Pain Neuromodulation

Pain


At Macquarie Neurosurgery & Spine, we have a tight collaboration with pain specialists to treat chronic pain, neuropathic pain, failed back surgery syndrome, complex facial pain, and other conditions.


 

We always look at the cause of pain (for example, a vessel compressing the trigeminal nerve can be surgically separated from the nerve itself in an operation of microvascular decompression, in order to treat trigeminal neuralgia that is not responding to medications), but in some circumstances, the source of pain cannot identified nor is it not possible to remove it, and neuromodulation is a treatment option.

Nerve Decompression And Tumours

Nerve Decompression And Tumours

 

Peripheral nerves can be compressed by ligaments, tendons, fibrosis, scars, etc. Over time, the nerve is affected, causing sensory problems (for example, sensation of pins and needles or electricity in the fingers, alterations or loss of sensation, pain), and/or motor deficits (not being able to move some muscles).

 

The most known condition is the carpal tunnel syndrome, in which the median nerve, innervating part of the hand, is compressed by the ligaments in the wrist. In such a condition, the release of tension of these ligaments causes a decompression of the nerve and a dramatic improvement of patient’s conditions.

 

At Macquarie Neurosurgery & Spine, we have experience to decompress all the peripheral nerves of the body, including, amongst other, the median nerve at the wrist (carpal tunnel syndrome), the ulnar nerve at the elbow (ulnar nerve entrapment) or at the wrist, the tibial nerve at the leg, the nerves of the brachial plexus, etc.

Neuromodulation

 

When all the conventional medical and/or surgical treatment to treat pain fail, neuromodulation is a valid option to reduce pain and improve patients’ quality of life. Neuromodulation alters nerve activity generally by using electrical stimulation, therefore modulating the pain circuitry and reducing the pain itself.

 

Electrical stimulators can be positioned directly on the nerves or its structures, on the spinal cord (epidural spinal cord stimulator) or directly on the brain (motor and/or somatosensory cortex stimulation).

 

In collaboration with pain specialists and neuro-physiologists, Macquarie Neurosurgery & Spine specialists can evaluate the condition and the best way to treat it in the most innovative and successful way.

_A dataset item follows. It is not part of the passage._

PR #9, opened 2026-02-27
Fix --help for shiv-managed tools

brownie-ricon:
## Summary

- Shims now intercept `--help`/`-h`/`help` and show the repo's available tasks (`mise tasks`) instead of passing through to `mise run` (which showed mise's own generic run help)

Examples of the treated conditions are: persistence of back and leg pain after spine surgery, abdominal pain, arm pain, occipital, trigeminal and all the other kinds of neuralgia, complex facial/neck pain, etc. In some cases, an implant trial can help to establish patient’s response, before proceeding with the final implant.

 

At Macquarie Neurosurgery & Spine, such an operation is always performed by a neurosurgeon with expertise in pain treatment and an interventional pain specialist. This hybrid operation is aimed to increase the chance of success and reduce the rate of complications.

 

In the final implant operation, the electrode is charged by a battery that is positioned under the skin, generally in the flank or under the clavicle, like in a cardiac pacemaker.

In selected cases (for example, intractable complex facial pain), the electrode can be positioned directly on the brain. Macquarie Neurosurgery & Spine is one of the few clinical and research centres in Australia performing motor cortex stimulation, neuromodulation for pain cancellation in phantom-limb syndrome, and the first centre in the world that has introduced the use of combined brain motor and somatosensory stimulation for the treatment of very complex pain syndromes refractory to any other modalities.